それは「シェエラザード」」でも、まったく変わることがなかった。この曲の持つ物語的な要素とか、描写的な面に余りこだわらず、あくまで純音楽的というか、交響曲的に仕上げたケースといえる。したがってテンポの揺れはほとんどなく、インテンポの感覚で全体が進められた。大響の管楽器のソロはしっかりしていて、しかもオケは充分に鳴り切っていた。ただ全体に大響のサウンドは細身で硬く、この曲の場合ゆったりとした広がりと、柔軟性のようなものが加わると、より魅力的な演奏になっただろうと思われた。

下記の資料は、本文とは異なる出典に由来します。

PR #3496, opened 2023-10-23
[CORE] Do not fallback eagerly with ColumnarToRowExec

ulysses-you:

It has no meaning to add ColumnarToRow eagerly if we will add it finally. So we ignore the ColumnarToRow to avoid fallback eagerly. It is useful if people set fallback threshold to 1.
For example: 1 is better than 2

```
1. We first run native operator then add ColumnarToRow
      ColumnarExchange
            |
  HashAggregateTransformer
            |
      ColumnarToRow

2. We first add ColumnarToRow then run vanilla Spark operator
     ColumnarExchange
            |
      ColumnarToRow
            |
      HashAggregate
```

## How was this patch tested?

add test

### DIFF
--- a/gluten-core/src/main/scala/io/glutenproject/extension/ExpandFallbackPolicy.scala
+++ b/gluten-core/src/main/scala/io/glutenproject/extension/ExpandFallbackPolicy.scala
@@ -18,14 +18,14 @@ package io.glutenproject.extension
 
 import io.glutenproject.GlutenConfig
 import io.glutenproject.backendsapi.BackendsApiManager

チャイコフスキーの協奏曲では、女流の若手ヴァイオリニスト、吉田恭子が招かれていたが、彼女は現在の若手に共通の、優れたテクニックの持ち主といえる。ただチャイコフスキーの協奏曲の独奏としては、やや小ぶりというか線の細いところがあり、部分的には楽器が存分に鳴り切っていない、もどかしさのようなものが感じられた。川瀬の指揮はここでも、恰幅のあるゴージャスな響きを聴かせ、ソロを圧倒するような趣があった。ただオケのみのトゥッティでは、弦と木管のフレーズの受け渡しなどで、ぎこちない部分が散見されたりしたのは、やはり経験量の不足のしからしむところか。しかし川瀬の指揮は基本を忠実に守っていること、アプローチそのものに不自然さがないこと、さらに若々しい感性の豊かさが漂っている。まずは「名曲コンサート」デビューは、成功したと評価していいだろう。